Issue #6980, opened 2024-07-10
[AFF] Get INTF with translation pulled


albertmink:
Issue that tracks effort of pulling an INTF object in ABAP file format with translation.

Test repository
https://github.com/albertmink/testing_intf_aff

Need experimental features: AFF, TRANS

albertmink:
Current state after pull:
abapGit tells that translation en-GB is not in the system
<img width="846" alt="Screenshot 2024-07-23 at 10 12 06" src="https://github.com/user-attachments/assets/3d7d75a6-2713-4a5c-8a71-faaf43a65fd8">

● AIM OF THE TASK
Only the lines from the one with "Current state after" through the end of the records above are to be copied, exactly as written.

● THE ANSWER
Current state after pull:
abapGit tells that translation en-GB is not in the system
<img width="846" alt="Screenshot 2024-07-23 at 10 12 06" src="https://github.com/user-attachments/assets/3d7d75a6-2713-4a5c-8a71-faaf43a65fd8">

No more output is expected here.